Sei es das ein Gewässer fehlt oder das die Unterkünfte unter aller Sau sind.
Ich wünsche dir aber trotzdem viel Glück bei deiner Suche,
Gruß Udo


----------



## minden (10. Februar 2010)

*AW: Maas bei Limburg*

Roermond und Co sind übrigens nicht aus heiterem Himmel so voll geworden....das Netz und expliziete Gewässerberichte / Empfehlungen / Fangmeldeungen mit Gewässernamen /.../.../ tragen da ihren Anteil.

Ich finde Gewässernamen gehören nicht in ein öffenltiches Forum....#d


----------



## momobobby (10. Februar 2010)

*AW: Maas bei Limburg*

Unter *DESCHAAPSWEI.NL* kann man etwas ruhiges buchen aber leider  fehlen mir dazu dir nötige übersetzung.Kann mir dort jemand evtl.  weiterhelfen der mir viell. sagen kann welches Gewässer ich dort in der  nähe finden kann(und falls ja, wie weit es davon entfernt ist)????Würde  mir echt weiterhelfen!!!!Danke im vorraus


----------



## SpinnAngler93 (10. Februar 2010)

*AW: Maas bei Limburg*

Ich bin schon seit dem ich 3 bin auf dem cp in roermond. die bestände lassen echt nach, aber wenn mann die richtigen stellen kennt ist das kein problem. zum thema bootsfahrer an einem sonntag nachmittag wenn die sonne scheint brauchste erst garnet an der maas angeln zu gehen außer du kennst ruhige plätze (gibts genug von) und dann zum thema boote fahren die schnüre durch.in olderhuuske da auf dem campingplatz (gruppenkuscheln is da angesagt xD kannste beim nachbarn aufn frühstückstüsch gucken) haben die ......... die ganze zeit egal ob tag oder nach ihre ruten da ausliegen. die passen noc nichtmal auf das tackle auf. wenn ich dann da morgens um 4 uhr vorbei schleppe und die ihre ruten unbeaufsichtigt da liegen haben könnt ich den in den wohnwagen ............................. wenn ich die dann an der angel hab nicht mein problem am beste zieht man noch die rolle leer.


----------



## Udo561 (11. Februar 2010)

*AW: Maas bei Limburg*



momobobby schrieb:


> Unter *DESCHAAPSWEI.NL* kann man etwas ruhiges buchen aber leider  fehlen mir dazu dir nötige übersetzung.



Versuch es hiermit ,
Gruß Udo 
http://translate.google.de/#nl|de|


----------



## Zanderangler1 (12. Februar 2010)

*AW: Maas bei Limburg*

Roermond und Co sind übrigens nicht aus heiterem Himmel so voll geworden....das Netz und expliziete Gewässerberichte / Empfehlungen / Fangmeldeungen mit Gewässernamen /.../.../ tragen da ihren Anteil.

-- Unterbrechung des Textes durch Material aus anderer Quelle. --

PR #8556, opened 2019-05-12
[WIP] Fix window effects clones animating above all windows

jaszhix:
This still causes the clone to map above all windows for a split second. Might need to initialize the clone with `show_on_set_parent` set to false, and delay hiding the window actor in muffin a little longer.

### DIFF
--- a/js/ui/windowEffects.js
+++ b/js/ui/windowEffects.js
@@ -24,8 +24,9 @@ class Effect {
             y: source.y,
         });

Ich finde Gewässernamen gehören nicht in ein öffenltiches Forum....#d

@Minden, genau so sieht es aus! Und Leute wie Isaiasch, Doetsch,Stolk oder ein Coppens trugen da kräftig zu bei. In jeder Angelzeitung halten die doch ihre Nase für Geld rein und plaudern aus dem Nähkästchen nur um ihr Tackle zu verkaufen. Darunter sogar vergiftete Gummis wie die von Rozemeijer oder den AA's, wo sie übrigens produzieren lassen.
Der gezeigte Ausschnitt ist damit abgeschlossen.